ABSTRACT. The study investigates the synergy and hysteresis in the evolution of funding and supported paper topics, enhancing emerging trend predictions. The Department of Social and Economic Sciences of the National Science Foundation of the United States and associated paper data serve as a case study example. Initially, the LDA model identifies topics in both fund and paper texts, establishing their association using cosine similarity. Subsequently, topic evolution time series are created. Then, the hysteresis effect is analyzed based on topic popularity and content, exploring the hysteresis effect and mechanism in topic evolution for predicting emerging trends. These findings deepen understanding of knowledge generation, dissemination, and transformation processes in scientific research and offer valuable insights for evaluating fund assistance and related efforts.

15:40
Early Detection Method for Weak Signal in the Evolution Process of Emerging Topic Networks
PRESENTER: Haiyun Xu

ABSTRACT. By analyzing the multiscale evolutionary sequences of knowledge types in early thematic knowledge networks, this study explores the characteristics and driving mechanisms of the early emergence and development of transformative innovation topics. By acquiring data on papers, patents, and product information, thematic co-occurrence networks are constructed to obtain scientific, technological, and industrial knowledge networks.

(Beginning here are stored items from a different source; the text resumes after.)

PR #722, opened 2022-08-03
HOTT-1831: Exclude presentational headings from search

willfish:
### Jira link

https://transformuk.atlassian.net/browse/HOTT-1831

### What?

I have added/removed/altered:

- [x] Exclude presentational headings from goods nomenclature index
- [x] Adds spec to show query skips grouping headings

### Why?

I am doing this because:

- This is all required so we do not add grouping headings (which are only presentational) to the search results

### DIFF
--- a/app/elastic_search_indexes/search/goods_nomenclature_index.rb
+++ b/app/elastic_search_indexes/search/goods_nomenclature_index.rb
@@ -2,13 +2,10 @@ module Search
   class GoodsNomenclatureIndex < ::SearchIndex
     def dataset
       TimeMachine.now do
-        GoodsNomenclature.actual
+        GoodsNomenclature.actual.exclude(
+          "goods_nomenclatures.goods_nomenclature_item_id LIKE '____000000' AND producline_suffix != '80'",
+        )
       end
-    end
-
-    # Skips headings that are only used for display purposes
-    def skip?(goods_nomenclature)
-      goods_nomenclature.heading_grouping?
     end
 
     def eager_load_graph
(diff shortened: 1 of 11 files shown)


app/elastic_search_indexes/search/goods_nomenclature_index.rb
```diff
@@ -6,6 +6,13 @@ def dataset
       end
     end
 
+    # Headings are grouped by other grouping headings and we do not want
+    # these grouping headings in the search results since they're mainly for
+    # display purposes.
```
alexdesi, line 11: can we simplify the comment?

app/workers/build_index_page_worker.rb
```diff
@@ -21,6 +21,8 @@ def perform(index_namespace, index_name, page_number, page_size)
 
   def serialize_for(operation, index, entries)
     entries.each_with_object([]) do |model, memo|
+      next if index.skip?(model)
+
```
alexdesi, line 25: I was thinking we could use a "Tell Don’t Ask" approach.

instead of asking what we should skip,
we could tell what we want:

```ruby
get_ungrupped_headings(entries) do |model, memo| 
  # same stuff as before
end

def get_ungrupped_headings # I am sure you can find a better name :) 
   # filter out the grupped ones
end
```

app/elastic_search_indexes/search/goods_nomenclature_index.rb
willfish: Please add a suggestion :)

app/workers/build_index_page_worker.rb
willfish: So I'd need the dataset to do a union on headings that we want plus everything else. In this case, asking is actually easier

alexdesi (approved):
✅

PR #727, opened 2022-08-08
HOTT-1833 adds endline and declarable status to goods nomen clature

javier-transform:
### Jira link

[HOTT-1833](https://transformuk.atlassian.net/browse/HOTT-1833)

### What?

I have added/removed/altered:

- [x] adds endline and declarable status to goods nomen clature serializer

### DIFF
--- a/spec/serializers/api/beta/commodity_serializer_spec.rb
+++ b/spec/serializers/api/beta/commodity_serializer_spec.rb
@@ -67,6 +67,8 @@ RSpec.describe Api::Beta::CommoditySerializer do
             search_references: '',
             validity_start_date: '1972-01-01T00:00:00Z',
             validity_end_date: nil,
+            end_line: nil,
+            declarable?: false,
             chapter_id: '51',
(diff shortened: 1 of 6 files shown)


spec/serializers/api/beta/commodity_serializer_spec.rb
```diff
@@ -67,6 +67,8 @@
             search_references: '',
             validity_start_date: '1972-01-01T00:00:00Z',
             validity_end_date: nil,
+            end_line: nil,
+            declarable?: false,
```
alexdesi, line 71: I think this should not always be false.
of course, there are declarable commodities ... or am I missing something? 🤔

javier-transform: Yes it's not always false, here is the method that checks for declarable status image

And we've populated the test cases for the declarable status in the goods_nomenclature_spec.rb here
image

alexdesi (approved):
it looks good ✅

PR #733, opened 2022-08-15
HOTT-1870: Expose Origin reference document attributes on ROO API

maverickvi:
### Jira link

[HOTT-1870](https://transformuk.atlassian.net/browse/HOTT-1870)

### What?

I have added/removed/altered:

- [ ] Exposed Origin reference document attributes on Rules of origin API

### Why?

I am doing this because:

- We need to access Origin reference document attributes on the front end

### Have you? (optional)

### DIFF
--- a/app/models/rules_of_origin/origin_reference_document.rb
+++ b/app/models/rules_of_origin/origin_reference_document.rb
@@ -1,14 +1,13 @@
-# frozen_string_literal: true
-
 module RulesOfOrigin
   class OriginReferenceDocument
     include ActiveModel::Model
+    include ContentAddressableId
 
     attr_accessor :ord_title, :ord_version, :ord_date, :ord_original
-    attr_writer :id
 
-    def id
-      @id = 'origin_reference_document_id'
-    end
+    content_addressable_fields :ord_title,
+                               :ord_version,
+                               :ord_date,
+                               :ord_original
   end
 end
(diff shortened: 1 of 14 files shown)


javier-transform (approved):
LGTM

app/models/rules_of_origin/origin_reference_document.rb
```diff
@@ -0,0 +1,14 @@
+# frozen_string_literal: true
```
willfish, line 1: You shouldn't need this - I suspect the wrong local rubocop config is being used

app/models/rules_of_origin/origin_reference_document.rb
```diff
@@ -0,0 +1,14 @@
...
+
+module RulesOfOrigin
+  class OriginReferenceDocument
+    include ActiveModel::Model
+
+    attr_accessor :ord_title, :ord_version, :ord_date, :ord_original
+    attr_writer :id
+
+    def id
+      @id = 'origin_reference_document_id'
```
willfish, line 11: I suspect you want to use the ContentAddressableId module and specify the fields that make this entity unique

app/models/rules_of_origin/origin_reference_document.rb
```diff
@@ -0,0 +1,14 @@
+# frozen_string_literal: true
+
+module RulesOfOrigin
+  class OriginReferenceDocument
+    include ActiveModel::Model
+
+    attr_accessor :ord_title, :ord_version, :ord_date, :ord_original
+    attr_writer :id
```
willfish, line 8: You don't want this

willfish (approved):

PR #753, opened 2022-08-26
HOTT-1928: Handle rollover in patched taric downloader

willfish:
### Jira link

https://transformuk.atlassian.net/browse/HOTT-1928

### What?

The initial (and correct) version of the taric file downloader would determine what file to download for a given date (we call this the issue date) by calling an api with the current days date string.

Sadly this date → file api started giving false negative responses (404s). Calling the file api with the expected next sequence of filename worked but asking for the filename on a given issue date didn’t meaning the ETL process for taric was just blocked.

We fixed this by just checking the next sequence we can expect against the filename api using a patched version of the downloader module using a simple factory pattern.

The patched downloader is not aware of the standard of resetting the sequence when the year changes and sadly we don’t have a 1->1 connection between the issue date and the filename so are unable to predict based on the issue date what the next file is going to be when the year changes.

I have added/removed/altered:

- [x] Adds next rollover update method
- [x] Consume new taric rollover method

### Why?

I am doing this because:

- This patched downloader appears to be the downloader we're going to use after the new year and it would stop working if we didn't add this

### DIFF
--- a/app/lib/tariff_synchronizer/taric_update.rb
+++ b/app/lib/tariff_synchronizer/taric_update.rb
@@ -94,13 +94,31 @@ module TariffSynchronizer
       )
     end
 
+    def next_rollover_update
+      self.class.new(
+        filename: next_update_sequence_rollover_update_filename,
+        issue_date: next_update_rollover_issue_date,
+      )
+    end
+
     def next_update_sequence_update_filename
       "#{next_update_issue_date.iso8601}_#{next_update_sequence_url_filename}"
+    end
+
+    def next_update_sequence_rollover_update_filename
+      "#{next_update_rollover_issue_date.iso8601}_#{next_update_sequence_rollover_url_filename}"
     end
 
     def next_update_sequence_url_filename
       padded_sequence = next_update_sequence.to_s.rjust(3, '0')
       year = next_update_issue_date.strftime('%y')
+
+      "TGB#{year}#{padded_sequence}.xml"
+    end
+
+    def next_update_sequence_rollover_url_filename
+      padded_sequence = NEW_YEAR_STARTING_SEQUENCE_NUMBER.to_s.rjust(3, '0')
+      year = next_update_rollover_issue_date.strftime('%y')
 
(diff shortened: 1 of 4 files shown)


spec/unit/tariff_synchronizer/taric_update_spec.rb
```diff
@@ -173,6 +173,20 @@
     end
   end
 
+  describe '#next_update' do
+    subject(:next_update) { build(:taric_update, :applied, example_date: Date.parse('2022-08-25')).next_update }
+
+    it { is_expected.to have_attributes(issue_date: Time.zone.today, filename: '2022-08-26_TGB22238.xml') }
```
alexdesi, line 179: Is this test going to pass tomorrow 🤔 ?
(maybe, I just don't trust much test with variable time)

app/lib/tariff_synchronizer/taric_update.rb
```diff
@@ -94,17 +94,35 @@ def next_update
...
     def next_update_sequence_url_filename
       padded_sequence = next_update_sequence.to_s.rjust(3, '0')
       year = next_update_issue_date.strftime('%y')
 
       "TGB#{year}#{padded_sequence}.xml"
     end
 
+    def next_update_sequence_rollover_url_filename
+      padded_sequence = NEW_YEAR_STARTING_SEQUENCE_NUMBER.to_s.rjust(3, '0')
+      year = next_update_rollover_issue_date.strftime('%y')
```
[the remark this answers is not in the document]
willfish: This doesn't have the same effect:
```ruby
[1] pry(main)> Time.zone.today.year
=> 2022
[2] pry(main)> Time.zone.today.strftime('%y')
=> "22"

```

spec/unit/tariff_synchronizer/taric_update_spec.rb
willfish: It will now, yah

alexdesi (approved):
🚢 ✅

PR #756, opened 2022-08-30
HOTT-1918: Support groups in excluded geographical areas

willfish:
### Jira link

https://transformuk.atlassian.net/browse/HOTT-1918

### What?

I have added/removed/altered:

- [x] Add support for handling groups in measure geographical area exclusions
- [x] Adds spec coverage for new behaviour

### Why?

I am doing this because:

- A customer noticed that this wasn't supported in the tariff
- On a side note we're not actually setting the group correctly for the EU in the measure excluded geographical areas (this will need to be fixed separately)

### DIFF
--- a/app/models/geographical_area.rb
+++ b/app/models/geographical_area.rb
@@ -2,6 +2,7 @@ class GeographicalArea < Sequel::Model
   COUNTRIES_CODES = %w[0 2].freeze
   AREAS_CODES = %w[0 1 2].freeze
   ERGA_OMNES_ID = '1011'.freeze
+  REFERENCED_GEOGRAPHICAL_AREAS = { 'EU' => '1013' }.freeze
 
   plugin :time_machine
   plugin :oplog, primary_key: :geographical_area_sid
@@ -49,7 +50,11 @@ class GeographicalArea < Sequel::Model
   end
 
   def candidate_excluded_geographical_area_ids
-    @candidate_excluded_geographical_area_ids ||= included_geographical_areas.pluck(:geographical_area_id) << geographical_area_id
+    @candidate_excluded_geographical_area_ids ||= contained_geographical_areas.pluck(:geographical_area_id) << geographical_area_id
+  end
+
+  def referenced
+    self.class.where(geographical_area_id: referenced_id).actual.first
   end
 
   def contained_geographical_area_ids
@@ -83,5 +88,11 @@ class GeographicalArea < Sequel::Model
 
   def id
     geographical_area_id
+  end
+
+  private
+
+  def referenced_id
+    REFERENCED_GEOGRAPHICAL_AREAS[geographical_area_id]
   end
 end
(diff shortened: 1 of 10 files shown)


app/models/measure.rb
```diff
@@ -413,8 +409,15 @@ def order_number
     end
   end
 
-  def relevant_for_country?(country_id)
-    return false if measure_excluded_geographical_areas.map(&:excluded_geographical_area).include?(country_id)
+  def relevant_for_country?(country)
+    country_and_memberships = country.included_geographical_areas.pluck(:geographical_area_id) << country.geographical_area_id
```
willfish, line 413: Push this into a method on geographical area

app/models/geographical_area.rb
```diff
@@ -80,4 +89,10 @@ def areas
   def id
     geographical_area_id
   end
+
+  private
+
+  def referenced_id
```
willfish, line 95: We could do a migration to enable a reference but I'd rather hard code this in a hash for now as it very much could be yagni

app/models/rules_of_origin/scheme.rb
```diff
@@ -43,7 +43,7 @@ def proofs
     end
 
     def articles
-      @articles ||= Article.for_scheme(self)
+      @articles ||= RulesOfOrigin::Article.for_scheme(self)
```
willfish, line 46: This fixes intermittent zeitwerk loading issues

spec/factories/geographical_area_factory.rb
```diff
@@ -8,14 +8,6 @@
     validity_start_date   { 3.years.ago.beginning_of_day }
     validity_end_date     { nil }
 
-    trait :fifteen_years do
```
willfish, line 11: These are unused

app/services/meursing_measure_finder_service.rb
```diff
@@ -28,6 +28,6 @@ def call
   attr_reader :root_measure, :additional_code_id
 
   def relevant_for_country?(measure)
-    measure.relevant_for_country?(root_measure.geographical_area_id)
+    measure.relevant_for_country?(root_measure.geographical_area)
```
jebw, line 31: This shifts from using an attribute on `root_measure` to a record lookup - is this called in a loop anyway, ie will it introduce an N+1?

app/models/geographical_area.rb
```diff
@@ -48,6 +49,14 @@ def geographical_area_description
     ds.with_actual(GeographicalAreaMembership).order(Sequel.asc(:geographical_area_id))
   end
 
+  def candidate_excluded_geographical_area_ids
+    @candidate_excluded_geographical_area_ids ||= contained_geographical_areas.pluck(:geographical_area_id) << geographical_area_id
```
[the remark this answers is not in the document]
willfish: Ah good spot

app/services/meursing_measure_finder_service.rb
willfish: Resolved this now :)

Subsequently, temporal knowledge sub-networks of the three types are obtained by year, and from various micro-scale perspectives (nodes, edges, and graphlets) and meso-scale perspectives (topic communities), the number of multiscale knowledge types contained in the knowledge networks is extracted to form multiscale knowledge type evolutionary sequences. Utilizing dynamic time warping to measure the similarity between knowledge type evolutionary sequences, the Isolation Forest and COPOD methods are employed to detect mutations in sequence evolution. Finally, the transfer entropy method is used to explore the predictive causal relationships between different knowledge type evolutionary sequences. This paper selects the field of regenerative medicine (stem cells) and leukemia for comparative analysis, investigating the characteristics of knowledge type evolution in disruptive technology fields and incremental technology fields from a micro-meso linkage perspective, and analyzing the relationships and mechanisms of action among multiscale knowledge type evolution.

16:05
A Study on Sustainability of Emerging Industries: A Comparative Text-Mining and Thematic Analysis
PRESENTER: Hung-Chi Chang

ABSTRACT. How do emerging sectors implement social responsibility? How do emerging sectors achieve sustainability? This study aims to explore how firms implement social responsibility to achieve sustainability in emerging sectors by analyzing the sustainability reports of 34 firms in the semiconductor industry and 34 firms in the finance-insurance industries, which are public listing companies in Taiwan. Combining text-mining techniques and thematic analysis, this study attempts to delineate the definitions of sustainability for these industries by comparing and contrasting the text-ming preliminary results with the findings gathered from analyzing the content of the firms' annual reports. The result shows the semiconductor industry was identified as "Employees" and "Environment," while for the finance insurance industry, the main keyword was "Risk." This shows that the semiconductor industry should care about employee well-being, training, and development and implement environmentally friendly practices. An effective risk management mechanism in the financial industry should be established to ensure stable operations and profitability. In conclusion, sustainability issues originate from enhancing the development of business to achieve the stable operation and profitability of these industries. This study integrates text-mining and thematic analysis to enhance the improved findings. This approach deeply explores sustainability reporting, uncovering subtle differences and hidden patterns, provides empirical evidence on corporate sustainability, and helps guide policy formulation and corporate practices.